PR #846, opened 2025-02-19
fix: incorrect exclusion of custom titles for fields in base models

### LINKED ISSUE #845: Include `title` field for tools when it's provided by the user
### Description

The custom title field is missing from the resulting schema because we strip them. We should only strip them when title is not provided by the user.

○ ○ ○ ○

### [YOUR ASSIGNMENT]
Please copy each line of the material that has the string "when" somewhere in it.

### [ANSWER TO THIS EXERCISE]
### LINKED ISSUE #845: Include `title` field for tools when it's provided by the user
The custom title field is missing from the resulting schema because we strip them. We should only strip them when title is not provided by the user.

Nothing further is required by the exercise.